Keeping the house clean

Some of the mentioned API calls allocate memory, that has to be freed when the execution aborts for some error (e.g., an empty result set). In particular, we have to free the memory for each statement we have prepared with sqlite3_prepare_v2(), by calling sqlite3_finalize(); and we have to close the connection to the DB, with a sqlite3_close(). Since we might need to free the resources in more than one place, I thought it would be a good idea to group the statements in a function:

1
2
3
4
5
6
7
8
9
10
11
12
13
14
15
16
17
18
19
20
21
22
int cleanup(sqlite3* handle, vector<sqlite3_stmt*> statements) {
int retval = -1;
// Destroy statements
for (auto s : statements) {
retval = sqlite3_finalize(s);
if (retval != SQLITE_OK) {
cerr << "finalize: " <<
sqlite3_errstr(retval) << '\n';
} else {
cerr << "finalize: OK\n";
}
}

// Close connection
retval = sqlite3_close(handle);
if (retval != SQLITE_OK) {
cerr << "close: " << sqlite3_errstr(retval) << '\n';
} else {
cerr << "close: OK\n";
}
return retval;
}

Memory management considerations

With all the talking about RAII and being able to be in control exactly of the life cycle of objects and resources in general, it feels a bit scary to manage memory in this way; but I am sure there is some better way of doing this with the C++11 smart pointers. For example, we could enclose the pointer to the prepared statement returned by sqlite3_prepare_v2() in a smart pointer, if we could provide the sqlite3_finalize() function as callback to be used when destroying the memory allocated. The same can be said of sqlite3_open()/sqlite3_close().

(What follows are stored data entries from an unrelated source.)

PR #1949, opened 2018-12-13
Commands Mocks Factory

Akvinikym:
### Description of the Change

This trunk includes PR-s, which are about removing ReferenceHolder from the Command, introducing the Command mocks factory and reworking the related tests.

### Benefits

Less dependencies, no unneccessary ReferenceHolder.

### Possible Drawbacks 

Maybe a little more complicated way to write Executors tests.


test/module/irohad/ametsuchi/postgres_executor_test.cpp
```diff
@@ -64,43 +64,51 @@ namespace iroha {
...
-        executor->doValidation(not do_validation);
-        executor->setCreatorAccountId(creator);
-        return boost::apply_visitor(*executor, command->get());
+      /**
+       * Check that passed result contains value and not an error (without this
+       * method the one below is not able to perform this check
+       * @param result to be checked
+       */
+      void checkCommandResult(const CommandResult &result) {
+        ASSERT_TRUE(val(result));
```
nickaleks: Now it's impossible to understand which assert has failed

nickaleks: Maybe move ASSERT_TRUE to top level, and execute to return val(result)

Akvinikym: We cannot return val(result), because it is not going to work for error cases, where we cannot unwrap result to get value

I haven’t found a way to use smart pointers to achieve this. I will keep looking, and I’d be glad if anyone could point me to a solution.

Summary

I have created a minimal SQLite3 database, and executed a query on it using the C/C++ API documented on sqlite.org. As I have said, things feel a little too C, but I might be using it naively. If I discover anything that can be done nicer, I’ll get back to this post and update it, as usual.